What You Should Know About Story Structure

Published on 8 February 2022 at 22:00

Every story needs structure. There, I said it. Don't come at me, pantsers, I promise you will agree with me as well after reading this blogpost. Because even if you don't like to plan a thing for your stories, you should at least use this amount of structure...

I don't care if you plan every scene, character and plot twist beforehand. You do you! What I do care about is that you write a story that keeps your reader interested and engaged. The way to do that is to give your story a clear beginning, middle and end. Also known as the 3-Act Structure. It's a structure most used by novelists, screenwriters, and other storytellers. Why? Because it works.

I could talk for hours about how each act of your story should look like, but today I will cover the basics to get you going.
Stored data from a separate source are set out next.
PR #134, opened 2022-07-07
1615 killbill utils cache

xsalefter:
Add cache implementation.

Note for `TestInMemoryEventBus` :

- Test methods mixed with "slow" and "fast" test group. Decided to make it "fast" because it supposed to be "fast" tests
- add `alwaysRun = true` because sometimes test failed with NPE (for example NPE in line 153, or 158)

### DIFF
--- a/queue/src/test/java/org/killbill/bus/TestInMemoryEventBus.java
+++ b/queue/src/test/java/org/killbill/bus/TestInMemoryEventBus.java
@@ -35,7 +35,7 @@ public class TestInMemoryEventBus {
     private TestEventBusBase testEventBusBase;
     private PersistentBus busService;
 
-    @BeforeClass(groups = "fast", alwaysRun = true)
+    @BeforeClass(groups = "fast")
     public void beforeClass() throws Exception {
         busService = new InMemoryPersistentBus(new PersistentBusConfig() {
             @Override
--- a/queue/src/test/java/org/killbill/bus/TestInMemoryEventBus.java
+++ b/queue/src/test/java/org/killbill/bus/TestInMemoryEventBus.java
@@ -35,7 +35,7 @@ public class TestInMemoryEventBus {
     private TestEventBusBase testEventBusBase;
     private PersistentBus busService;
 
-    @BeforeClass(groups = "fast")
+    @BeforeClass(groups = "fast", alwaysRun = true)
     public void beforeClass() throws Exception {
         busService = new InMemoryPersistentBus(new PersistentBusConfig() {
             @Override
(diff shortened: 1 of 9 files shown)


queue/src/test/java/org/killbill/bus/TestInMemoryEventBus.java
```diff
@@ -35,7 +35,7 @@ public class TestInMemoryEventBus {
     private TestEventBusBase testEventBusBase;
     private PersistentBus busService;
 
-    @BeforeClass(groups = "fast")
+    @BeforeClass(groups = "fast", alwaysRun = true)
```
pierre, line 38: 🤔 Saw your comment regarding the NPE. ack for now, but I suspect something else is happening...

utils/src/main/java/org/killbill/commons/utils/cache/DefaultCache.java
```diff
@@ -0,0 +1,142 @@
...
+
+    @Override
+    public V getOrLoad(final K key, final Function<K, V> loader) {
+        final V value = get(key);
+        return value == null ? loader.apply(key) : value;
+    }
+
+    @Override
+    public void put(final K key, final V value) {
+        evictExpireEntry(key);
```
pierre, line 133: You probably don't need this here since you are replacing the key anyways?

utils/src/main/java/org/killbill/commons/utils/cache/TimedValue.java
```diff
@@ -0,0 +1,67 @@
...
+    @Override
+    public boolean equals(final Object o) {
+        if (this == o) {
+            return true;
+        }
+        if (o == null || getClass() != o.getClass()) {
+            return false;
+        }
+        final TimedValue<?> that = (TimedValue<?>) o;
+        return expireTime == that.expireTime && value.equals(that.value);
```
pierre, line 60: I think your code technically allows `null` value today, so you might need an NPE check here (or a precondition above).

pierre (approved):

queue/src/test/java/org/killbill/bus/TestInMemoryEventBus.java
xsalefter: Hmm.. maybe because it was mixed with "slow" and "fast" group? And now since every test in `TestInMemoryEventBus` is "fast", it should be fine without `alwaysRun = true` ? 

Let me run again several times locally and report here what happened.

utils/src/main/java/org/killbill/commons/utils/cache/DefaultCache.java
xsalefter: Yes, you're right.

utils/src/main/java/org/killbill/commons/utils/cache/TimedValue.java
xsalefter: No, `null` should not allowed. I update the code and added tests as well.

pierre (approved):

PR #138, opened 2022-07-21
1615 remove guava part 2

xsalefter:
- `DataSourceProvider` : Still use Guice because of there's optional injection.

- `ListAnnotationResolverTest` : make it public with public test method

- `LowerToCamelBeanMapper` : `CaseFormat` functionality replaced by `#toCamelCase()` and `#toSnakeCase()` in `util`'s `Strings` . Forking `CaseFormat` take a lot of code from Guava.

question: Is there any way I can run `TestContainerFactory` test?


jdbi/src/main/java/org/killbill/commons/jdbi/guice/DataSourceProvider.java
```diff
@@ -24,20 +24,22 @@
...
 import org.killbill.commons.jdbi.hikari.KillBillMetricsTrackerFactory;
 import org.killbill.commons.metrics.api.MetricRegistry;
+import org.killbill.commons.utils.annotation.VisibleForTesting;
 import org.skife.config.TimeSpan;
 import org.slf4j.Logger;
 import org.slf4j.LoggerFactory;
 
-import com.google.common.annotations.VisibleForTesting;
+// FIXME-1615: Still using guice because metricRegistry and healthCheckRegistry need optional injection
+//   not sure what going to do with this. Probably leave this as is.
```
pierre, line 41: Maybe something like this would work?

```
@Inject
@Nullable
public void setMetricsRegistry(final MetricRegistry metricRegistry)
```

or

```
@Inject
public void setMetricsRegistry(final Optional<MetricRegistry> metricRegistry)
```

If not, add the arguments to the `Inject` constructor. Users of `DataSourceProvider` could `bind` a `null` provider for these arguments.

jdbi/src/test/java/org/skife/jdbi/v2/TestContainerFactory.java
```diff
@@ -32,16 +32,16 @@
...
 import java.util.Set;
 import java.util.UUID;
 
-import com.google.common.collect.ImmutableList;
-import com.google.common.collect.ImmutableSet;
-
 import static org.hamcrest.CoreMatchers.equalTo;
 import static org.hamcrest.MatcherAssert.assertThat;
 
+// FIXME-1615 : How to run this test?
```
pierre, line 44: I think only the `@JDBITests` are run when invoking `mvn test -Pjdbi` (check the pom.xml). I think these `@JDBIQuarantineTests` tests are disabled and we could remove them now.

pierre (approved):

jdbi/src/main/java/org/killbill/commons/jdbi/guice/DataSourceProvider.java
xsalefter: @pierre fixed. FYI the one that works is something like this (and this is what we have now):
```java
    @Inject
    public void setMetricsRegistry(@Nullable final MetricRegistry metricRegistry) {
        this.metricRegistry = metricRegistry;
    }
```

pierre:
👍

Issue #4, opened 2014-06-25
TestDOTBuilder is failing


kevinpostlewaite:
From Pierre:
" it's a bug indeed in the test. The ordering of key/value pairs is not deterministic, i.e. node_16 [color=grey style=filled label=INIT]; becomes node_16 [style=filled color=grey label=INIT]; on your machine. Funny we never ran into it, maybe you have a different Java version?"

Java version: Java(TM) SE Runtime Environment (build 1.8.0_05-b13)

GM16799:surefire-reports kpostlewaite$ cat testng-results.xml 
<?xml version="1.0" encoding="UTF-8"?>
<testng-results skipped="0" failed="1" total="4" passed="3">
  <reporter-output>
  </reporter-output>
  <suite name="Command line suite" duration-ms="295" started-at="2014-06-25T00:53:18Z" finished-at="2014-06-25T00:53:18Z">
    <groups>
      <group name="fast">
        <method signature="TestDOTBuilder.testGenerator()[pri:0, instance:org.killbill.automaton.dot.TestDOTBuilder@6615435c]" name="testGenerator" class="org.killbill.automaton.dot.TestDOTBuilder"/>
        <method signature="TestStateMachine.testLinkedStateMachines()[pri:0, instance:org.killbill.automaton.TestStateMachine@5315b42e]" name="testLinkedStateMachines" class="org.killbill.automaton.TestStateMachine"/>
        <method signature="TestStateMachine.testStateMachine()[pri:0, instance:org.killbill.automaton.TestStateMachine@5315b42e]" name="testStateMachine" class="org.killbill.automaton.TestStateMachine"/>
        <method signature="TestStateMachine.testStateTransition()[pri:0, instance:org.killbill.automaton.TestStateMachine@5315b42e]" name="testStateTransition" class="org.killbill.automaton.TestStateMachine"/>
      </group> 
    </groups>
    <test name="Command line test" duration-ms="295" started-at="2014-06-25T00:53:18Z" finished-at="2014-06-25T00:53:18Z">
      <class name="org.killbill.automaton.TestStateMachine">
        <test-method status="PASS" signature="testLinkedStateMachines()[pri:0, instance:org.killbill.automaton.TestStateMachine@5315b42e]" name="testLinkedStateMachines" duration-ms="201" started-at="2014-06-24T17:53:18Z" finished-at="2014-06-24T17:53:18Z">
          <reporter-output>
          </reporter-output>
        </test-method> 
[...]

PR #142, opened 2022-08-08
Fix TestDOTBuilder is failing

xsalefter:
simplify `@Test` annotation and add diamond to `new TreeSet<>()` declaration.

Commit that actually fix the problem in #4 is previous commit: 3979ffe2.


sbrossie (approved):
Should we then close https://github.com/killbill/killbill-commons/issues/4 ?

xsalefter:
Yes, we can close it.

pierre (approved):

Issue #113, opened 2022-03-03
Address Spotbugs errors


pierre:
1. Enforce the Spotbugs checks by enabling the property `check.fail-spotbugs`
2. Remove the various `check.spotbugs-exclude-filter-file` properties and associated `spotbugs-exclude.xml` files
3. Remove the `@SuppressFBWarnings` annotations
4. Address the errors.

xsalefter:
PR will be per-module basis, and this is the order:

```
[INFO] killbill-commons
[INFO] Kill Bill Clock classes and interfaces for killbill and killbill-commons
[INFO] Kill Bill library of java.util.concurrent wrappers
[INFO] Kill Bill config-magic
[INFO] Kill Bill library of embedded dbs
[INFO] Kill Bill library of embedded dbs: common
[INFO] Kill Bill library of embedded dbs: H2
[INFO] Kill Bill library that provides utility methods for core Java(tm) classes
[INFO] Kill Bill library of embedded dbs: MySQL
[INFO] Kill Bill library of embedded dbs: PostgreSQL
[INFO] killbill-metrics-api
[INFO] Kill Bill utilities for jdbi
[INFO] Kill Bill distributed locking library
[INFO] Kill Bill Persistent Queues (bus/notificationQ)
[INFO] killbill-metrics
[INFO] Kill Bill utilities to build webservices
[INFO] Kill Bill xml utils for loading jaxb xml object tree
[INFO] Kill Bill Automaton (state machines automaton)
```

xsalefter:
As PRs for `xmlloader` and `automaton` merged, all spotbugs issue in this repository already fixed.

PR #148, opened 2022-09-20
remove spotbugs warning in jdbi module

xsalefter:
Related issue: https://github.com/killbill/killbill-commons/issues/113

- I removed this line and [comment](https://github.com/killbill/killbill-commons/compare/work-for-release-0.23.x...xsalefter:oss-113-spotbugs-jdbi?expand=1#diff-d82ba7b2bcee63ab97248c98f5337db46f74aef333898db70e415157786abac3L119): 
  ```java
  // Ensure we don't store an identity map entry which has a hard reference
  // to the key (through the value) by copying the value, avoids potential memory leak.
  found.put(cache_key, name == cache_key ? new String(name) : name);
  ```
  I'm not sure that `new String(name)` is necessary, but then again, I never experiencing any ".... identity map entry which has a hard reference that causing memory leak", so any thought are welcome.

- `LowerToCamelBeanMapper` get refactored, and verify against `TestLowerToCamelBeanMapper`.

- `BeanMapper` get refactored, add new test `TestBeanMapper`.

### DIFF
--- a/jdbi/src/main/java/org/killbill/commons/jdbi/mapper/LowerToCamelBeanMapper.java
+++ b/jdbi/src/main/java/org/killbill/commons/jdbi/mapper/LowerToCamelBeanMapper.java
@@ -44,14 +44,12 @@ import org.killbill.commons.utils.Strings;
 import org.skife.jdbi.v2.StatementContext;
 import org.skife.jdbi.v2.tweak.ResultSetMapper;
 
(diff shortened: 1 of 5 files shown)


xsalefter:
Closed. Changes in this class made a lot of failed test in `-Pjdbi` test that it is better to [replace this with new one](https://github.com/killbill/killbill-commons/pull/149).

PR #149, opened 2022-09-23
Commons 113 jdbi

xsalefter:
Replacement of [this PR](https://github.com/killbill/killbill-commons/pull/148) : See close comment message on this PR of why it closed.

This PR not "resolve all `SuppressFBWarnings` classes", nor "delete `spotbugs-exclude.xml` file". Instead, this PR add more lines in `spotbugs-exclude.xml`. Probably the only reason why you need accept this PR is because now we have more contextual reasons about why some classes/types/patterns are excluded.

1. Use `spotbugs-exclude.xml` instead of `SuppressFBWarnings` annotation, except we can't add exclusion in `spotbugs-exclude.xml` (e.g: because bug in Spotbug itself)

2. Add justification as comment in XML file to explain why it needed: [DateTime](https://github.com/killbill/killbill-commons/compare/work-for-release-0.23.x...xsalefter:commons-113-jdbi?expand=1#diff-05af9331657d4cadf48bedb050cd04b80dbddd81619a8ce6ea4e9dbd32b2ffd1R57), [PreparedBatchPart](https://github.com/killbill/killbill-commons/compare/work-for-release-0.23.x...xsalefter:commons-113-jdbi?expand=1#diff-05af9331657d4cadf48bedb050cd04b80dbddd81619a8ce6ea4e9dbd32b2ffd1R57), [NoOpLog](https://github.com/killbill/killbill-commons/compare/work-for-release-0.23.x...xsalefter:commons-113-jdbi?expand=1#diff-05af9331657d4cadf48bedb050cd04b80dbddd81619a8ce6ea4e9dbd32b2ffd1R127)

3. For every classes/types/methods/patterns that are nearly impossible or took a lot of resources to fix, I added them to `spotbugs-exclude.xml`. For example: [java.lang.Class](https://github.com/killbill/killbill-commons/compare/work-for-release-0.23.x...xsalefter:commons-113-jdbi?expand=1#diff-05af9331657d4cadf48bedb050cd04b80dbddd81619a8ce6ea4e9dbd32b2ffd1R28), String template [STGroup](https://github.com/killbill/killbill-commons/compare/work-for-release-0.23.x...xsalefter:commons-113-jdbi?expand=1#diff-05af9331657d4cadf48bedb050cd04b80dbddd81619a8ce6ea4e9dbd32b2ffd1R67), [MetrixRegistry](https://github.com/killbill/killbill-commons/compare/work-for-release-0.23.x...xsalefter:commons-113-jdbi?expand=1#diff-05af9331657d4cadf48bedb050cd04b80dbddd81619a8ce6ea4e9dbd32b2ffd1R72).

4. For every classes/types/methods/patterns that I'm not sure/not know how exactly to fix, I added with `FIXME` mark. In this repository, it is `FIXME-COMMONS-113`. For example: [OracleReturning](https://github.com/killbill/killbill-commons/compare/work-for-release-0.23.x...xsalefter:commons-113-jdbi?expand=1#diff-05af9331657d4cadf48bedb050cd04b80dbddd81619a8ce6ea4e9dbd32b2ffd1R100), [Log4JLog](https://github.com/killbill/killbill-commons/compare/work-for-release-0.23.x...xsalefter:commons-113-jdbi?expand=1#diff-05af9331657d4cadf48bedb050cd04b80dbddd81619a8ce6ea4e9dbd32b2ffd1R141). Any suggestion for how to fix them are very welcome.

5. I removed [this line](https://github.com/killbill/killbill-commons/pull/149/files#diff-d82ba7b2bcee63ab97248c98f5337db46f74aef333898db70e415157786abac3R112):
  ```java
    // Ensure we don't store an identity map entry which has a hard reference
    // to the key (through the value) by copying the value, avoids potential memory leak.
    found.put(cache_key, name == cache_key ? new String(name) : name);
  ```
  
  I'm not sure that `new String(name)` is necessary, but then again, I never experiencing any ".... identity map entry which has a hard reference that causing memory leak", so any thought are welcome.


jdbi/spotbugs-exclude.xml
```diff
@@ -15,17 +15,133 @@
...
+        <!--
+        Try simple fix by wrapping with new Arraylist<>(cleanables) result with a lot of:
+        ".... org.skife.jdbi.v2.TestIterator.<xxx> .... java.lang.AssertionError: Handle was not closed correctly!"
+        when running test with: "mvn -Pjdbi test verify".
+        -->
+        <Method name="getCleanables" />
+        <Bug pattern="EI_EXPOSE_REP" />
+    </Match>
+
+    <!-- FIXME-COMMONS-113 - Is it worth investigating? as:
```
pierre, line 100: Probably not 😄 

It was deprecated a long time ago (https://github.com/jdbi/jdbi/commit/1390cfae67dec84f542241f89a07830697bd5b52) and is even still beta on jdbi3 (https://github.com/jdbi/jdbi3-oracle12/blob/0a9ed5c63787f3a8da7ce46fe9323c85d839d7e4/src/main/java/org/jdbi/v3/oracle12/OracleReturning.java#L50).

Regardless, there is much more work needed for us to support Oracle... You can delete the class for now.

jdbi/spotbugs-exclude.xml
```diff
@@ -15,17 +15,133 @@
...
+    </Match>
+
+    <Match>
+        <!-- justification: Iterator created inside for-loop, NoSuchElementException unlikely to happen -->
+        <Class name="org.skife.jdbi.v2.sqlobject.BatchHandler$5" />
+        <Method name="next" />
+        <Bug pattern="IT_NO_SUCH_ELEMENT" />
+    </Match>
+
+    <!-- FIXME-COMMONS-113 - Need investigate, but probably nothing we can do about this -->
```
pierre, line 141: You can delete as well and also remove the dependency in the pom.xml (https://github.com/killbill/killbill-commons/blob/77463d9f0505a2ada5aeed5f93a910a703015a86/jdbi/pom.xml#L102-L106).

Kill Bill uses slf4j exclusively as the logging facade.

jdbi/src/main/java/org/skife/jdbi/v2/ClasspathStatementLocator.java
```diff
@@ -108,22 +101,20 @@ public String locate(String name, StatementContext ctx) throws Exception
...
                 if (in_stream == null) {
                     in_stream = ctx.getSqlObjectType().getResourceAsStream(filename);
                 }
             }
 
             if (in_stream == null) {
-                // Ensure we don't store an identity map entry which has a hard reference
-                // to the key (through the value) by copying the value, avoids potential memory leak.
-                found.put(cache_key, name == cache_key ? new String(name) : name);
+                found.put(cacheKey, name);
```
pierre, line 112: Are you sure about this? See https://github.com/jdbi/jdbi/issues/93 and https://github.com/jdbi/jdbi/pull/125.

pierre (approved):
Just a few comments.

> 1. Use `spotbugs-exclude.xml` instead of `SuppressFBWarnings` annotation, except we can't add exclusion in `spotbugs-exclude.xml` (e.g: because bug in Spotbug itself)
For reference, which bug are you referring to?

PR #157, opened 2022-11-09
Commons 113 spotbugs in xmlloader and automaton

xsalefter:
Some notes: 
- I don't think we need copy constructor for [jaxb classes](https://github.com/killbill/killbill-commons/commit/b23e678d9ccbce7a86ddd742a63d7e88304ad13e).
- I call `clone()` to getter/setter to array [based attributes](https://github.com/killbill/killbill-commons/commit/6551d89dbc8b0120e9668ba103fc3db337e11f2e).
- This is last PR for #113 in killbill-commons.

### DIFF
--- a/automaton/src/main/java/org/killbill/automaton/DefaultStateMachineConfig.java
+++ b/automaton/src/main/java/org/killbill/automaton/DefaultStateMachineConfig.java
@@ -35,9 +35,6 @@ import javax.xml.bind.annotation.XmlRootElement;
 
 import org.killbill.xmlloader.ValidationErrors;
 
-import edu.umd.cs.findbugs.annotations.SuppressFBWarnings;
-
-@SuppressFBWarnings({"EI_EXPOSE_REP", "EI_EXPOSE_REP2"})
 @XmlRootElement(name = "stateMachineConfig")
 @XmlAccessorType(XmlAccessType.NONE)
 public class DefaultStateMachineConfig extends StateMachineValidatingConfig<DefaultStateMachineConfig> implements StateMachineConfig, Externalizable {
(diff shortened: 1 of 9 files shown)


automaton/src/main/java/org/killbill/automaton/DefaultStateMachineConfig.java
```diff
@@ -99,15 +96,15 @@ public StateMachine getStateMachineForState(final String stateName) throws Missi
     }
 
     public DefaultStateMachine[] getStateMachines() {
-        return stateMachines;
+        return stateMachines == null ? null : stateMachines.clone();
```
pierre, line 99: This makes a shallow copy though - is this what we want?

xsalefter: @pierre yeah you're correct, (especially in automaton related classes) I put that mainly to eliminate spotbugs errors. I'm thinking about something else (copy constructor, etc) but I'm not sure how far we should go:

- Should copy constructor sufficient?
- Since most of implementation classes contains `Externalizable`, should we [concern about security](https://christian-schneider.net/JavaDeserializationSecurityFAQ.html) issue as well?
- If we do concern about security, which approach should we use? I read about [serial killer](https://github.com/ikkisoft/SerialKiller) for blacklist/whitelisting `ObjectInputStream`. But should we go with another options? (and if we should, what options do you have in mind?)
- Or should we remove `clone()` because it resource waste without any advantages anyway? And we should also ignore security issue because it handle somewhere else? (I check it used in `killbill/payment`, but I'm not checking thoroughly each classes to make sure that we handle security issue)

WDYT?

pierre: It's mostly used in payment module (internal use-case). I'm thinking we just ignore the spotbug warning, thats could be a lot of work for not many obvious benefits...

pierre (approved):

PR #167, opened 2023-06-09
send repository_dispatch event

xsalefter:
Original issue: https://github.com/killbill/killbill-oss-parent/issues/751

~See complete explanation here: https://github.com/killbill/gh-actions-shared/pull/41~

The `GITHUB_TOKEN` secret variables need following access:
- metadata:read
- actions:read&write
- contents:read&write

### DIFF
--- a/.github/workflows/release.yml
+++ b/.github/workflows/release.yml
@@ -11,6 +11,11 @@ on:
         description: 'tag to (re-)perform (in case of release:perform failure)'
         required: false
         default: ''
+      release_oss_parent:
+        description: 'Release killbill-oss-parent automatically?'
+        required: true
+        default: true
+        type: boolean
 
 env:
   MAVEN_FLAGS: "-B --no-transfer-progress"
@@ -93,3 +98,11 @@ jobs:
           echo "scm.url=scm\:git\:git@github.com\:${GITHUB_REPOSITORY}.git" > release.properties
           echo "scm.tag=${{ github.event.inputs.perform_version }}" >> release.properties
           mvn ${MAVEN_FLAGS} release:perform
+      - name: Send Repository Dispatch Event
+        if: github.event.inputs.release_oss_parent == 'true'
+        env:
+          GH_TOKEN: ${{ secrets.GH_WORKFLOW_PAT }}
+        run: |
+          PROJECT_VERSION=$(git describe --abbrev=0 | cut -d '-' -f 3)
+          gh workflow -R killbill/killbill-oss-parent run release.yml -f commons_version=${PROJECT_VERSION}
+


.github/workflows/release.yml
```diff
@@ -93,3 +99,22 @@ jobs:
           echo "scm.url=scm\:git\:git@github.com\:${GITHUB_REPOSITORY}.git" > release.properties
           echo "scm.tag=${{ github.event.inputs.perform_version }}" >> release.properties
           mvn ${MAVEN_FLAGS} release:perform
+      - name: Send Repository Dispatch Event
+        # We not send any repository dispatch if parent_version and perform_version set
+        if: success() && github.event.inputs.send_repository_dispatch == 'yes' && github.event.inputs.parent_version == '' && github.event.inputs.perform_version == ''
```
pierre, line 104: I don't think the `github.event.inputs.parent_version == ''` check is necessary. Even if the oss-parent version was updated here, we want to trigger the release of oss-parent (with the new version of commons).

I am also wondering if we shouldn't just check for `success() && github.event.inputs.send_repository_dispatch == 'yes'`. If `release:prepare` is successful (new tag pushed) but `release:perform` fails (e.g.m sonatype timeout), this is when we re-run and specify `perform_version`. In that case, we will want the oss-parent to be released with the new version of commons.

.github/workflows/release.yml
```diff
@@ -93,3 +99,22 @@ jobs:
...
+        env:
+          GITHUB_TOKEN: ${{ secrets.GH_SECRET }}
+          OWNER: xsalefter
```
pierre, line 107: `killbill` 😏

.github/workflows/release.yml
```diff
@@ -93,3 +99,22 @@ jobs:
...
+          REPO: kb-oss-parent
```
pierre, line 108: `killbill-oss-parent`

.github/workflows/release.yml
```diff
@@ -93,3 +99,22 @@ jobs:
...
+          # using double quote in request body because we need to parse variable from string
+        run: |
+          VERSION_WITH_SNAPSHOT=$(mvn help:evaluate -Dexpression=project.version -q -DforceStdout)
```
pierre, line 111: I think this is the wrong version. If version is `1.0.0-SNAPSHOT`, after `release:prepare` tags `1.0.0`, it sets the version to `1.0.1-SNAPSHOT`. I suspect you would see `1.0.1` here. Try `git describe --abbrev=0 | cut -d '-' -f 3`

.github/workflows/release.yml
xsalefter: Yeah you're right. We have `github.event.inputs.send_repository_dispatch == 'yes'`, and let this alone to be a control whether we want to send repository_dispatch or not.

.github/workflows/release.yml
xsalefter: copy-paste things.. :eyes:

pierre (approved):

pierre (approved):

PR #174, opened 2024-10-24
Strengthen nodes info changes 

vnandwana:
Added a property to generate a UUID as the creator name when QUEUE_CREATOR_NAME is not set.


pierre (approved):

queue/src/main/java/org/killbill/CreatorName.java
```diff
@@ -30,6 +30,9 @@ public class CreatorName {
 
     private static final Object lock = new Object();
 
+    // If set to true and QUEUE_CREATOR_NAME is not set, generate a UUID instead of using default hostname.
+    static final String AUTO_GENERATED_QUEUE_CREATOR_NAME = "org.killbill.queue.creator.autoGeneratedName";
```
pierre, line 34: Let's make sure to update the docs (/cc @reshmabidikar)

PR #177, opened 2025-02-03
locker: With potential connection leak when acquiring lock

sbrossie:


pierre (approved):

sbrossie:
I am closing this PR as this completely wrong: The DB `connection` cannot be released when the lock is held because closing the DB connection will release the lock - this is a property we exploit to guarantee that if a node goes down while holding a lock, it does not remain locked forever.

The closing of the connection will happen when the caller calls `GlobalLock#release`, typically from within a finally statement within the code.

PR #329, opened 2022-11-08
remove pace gitlab urls, upgrade dependencies

flofuenf:
Due to a change in the infrastructure, the gitlab url has changed. All of the urls have to be replaced with the new `git.pace.cloud`


docker-compose.yml
```diff
@@ -68,7 +68,6 @@ services:
       - JAEGER_SAMPLER_TYPE=const
       - JAEGER_SAMPLER_PARAM=1
       - JAEGER_SERVICE_NAME=testserver
-      - SENTRY_DSN=https://35223d89148145ae9d47ba3f268e6ece:1756d00edb714cf1aa07b478627176f3@sentry.jamit.de/193
```
alessandroMiceli, line 71: shouldn't we have pace.cloud?

pnull: Yes, we should. The authentication part will be wrong as well, most likely.. 🤔

flofuenf: This is a file for local testing. Local tests should not push sentries to our live environments, considering that other people outside of PACE can run tests randomly.

Ferlonas (approved):

PR #332, opened 2022-11-15
Add functions to check for Postgres & Redis connection failure errors

flofuenf:


arnold-iakab (approved):
:+1:

daemonfire300 (approved):

backend/postgres/errors.go
```diff
@@ -3,9 +3,39 @@
...
+		return true
+	}
+
+	// go-pg has similar check for integrity violation issues, here we check network issues
+	pgErr, ok := err.(pg.Error)
+	if ok {
+		code := pgErr.Field('C')
+		// We check on error codes of Class 08 — Connection Exception.
+		// https://www.postgresql.org/docs/10/errcodes-appendix.html
+		if code[0:2] == "08" {
```
daemonfire300, line 36: This might panic if len is insufficient, but I guess this would be a valid panci

mihailozarinschi: True, but it already checks on the Postgres error type, so there is already a guarantee that you only get error codes of this format.

PR #333, opened 2022-11-15
feat: add AddScope func to add a scope to token in context & tests

floaust:


daemonfire300:
@floaust did your tests pass locally, asking because CI is broken for forked PRs/

floaust:
@daemonfire300 yes they were successful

For starters, I would recommend you to open a new note document or grab a fresh piece of paper and start thinking about the main parts of each act of your story. Ready? Here's what I would recommend you to incorporate in each act.

The beginning of your story (Act 1) should get your reader hooked to your story. They need to want to keep reading, right? You haven't gone through writing an entire book just for them to stop after half a chapter. Two ways to do that are to introduce your readers to the world and the characters you've created (but don't overindulge them!) and to ruffle some feathers with an inciting incident. Do that and they will keep flipping those pages before they know it.

The middle of your story (Act 2) must keep your reader invested and make them care for your characters. In everything we do, action is reaction (Simon Leviev, anyone?) and that matters most to this part of your story! Don't be afraid to pull on your reader's heartstrings a little bit. Or a lot. It's all up to you. Either way, you want your readers to feel invested. A way to do that is through plot twists. My ab-so-lute favorite things to write! If you've read some of my work, you'd know. What's a story if it doesn't involve any good twists, huh?

The end of your story (Act 3) should incite an eruption of emotions for your reader. This is what they've been waiting for! They want to read how your main character wins the battle against the villain! They want to know if those two finally get together! Whatever it is you're writing about, they want to know how it ends. However, you shouldn't make it too easy for them (your characters, I mean). Make their world crumble. Kill your darlings. Or don't. Either way, it's time to give your reader some answers. And lessons. Show everyone what your characters have learned from this entire adventure.

And that's it. That's the absolute minimum of how you should structure your story. Have you started brainstorming already? Don't worry if you aren't overflowing with ideas just yet. Give it time. All I want to say is: please know where your story is going when you start writing it. It will only make your work better. I promise.